> Task to carry out: The records below are to be transcribed exactly as they appear.

Records to process: Begin

PR #528, opened 2020-05-26
Fix GCP Integration Tests

dzou:
Fix the GCP integration tests by relying on starting the GCF `Invoker` directly rather than rely on `mvn function:run`.

The issue was that when `mvn function:run` is run on a machine for the first time, it needs to download many dependencies before running. This can take 1-2 minutes and will go over the 10 second timeout that was set in the test previously.

Now instead of that we'll just run it in the Invoker from the test and not delegate it to `mvn function:run`. These approaches should be equivalent, and this has a much smaller footprint on the CI run time.

cc/ @meltsufin


olegz:
Merged - https://github.com/spring-cloud/spring-cloud-function/commit/e085c2d0be624b1eb1ac106e7cdadd1585b8c49b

Records to process: End

> Written answer:
PR #528, opened 2020-05-26
Fix GCP Integration Tests

dzou:
Fix the GCP integration tests by relying on starting the GCF `Invoker` directly rather than rely on `mvn function:run`.

The issue was that when `mvn function:run` is run on a machine for the first time, it needs to download many dependencies before running. This can take 1-2 minutes and will go over the 10 second timeout that was set in the test previously.

Now instead of that we'll just run it in the Invoker from the test and not delegate it to `mvn function:run`. These approaches should be equivalent, and this has a much smaller footprint on the CI run time.

cc/ @meltsufin


olegz:
Merged - https://github.com/spring-cloud/spring-cloud-function/commit/e085c2d0be624b1eb1ac106e7cdadd1585b8c49b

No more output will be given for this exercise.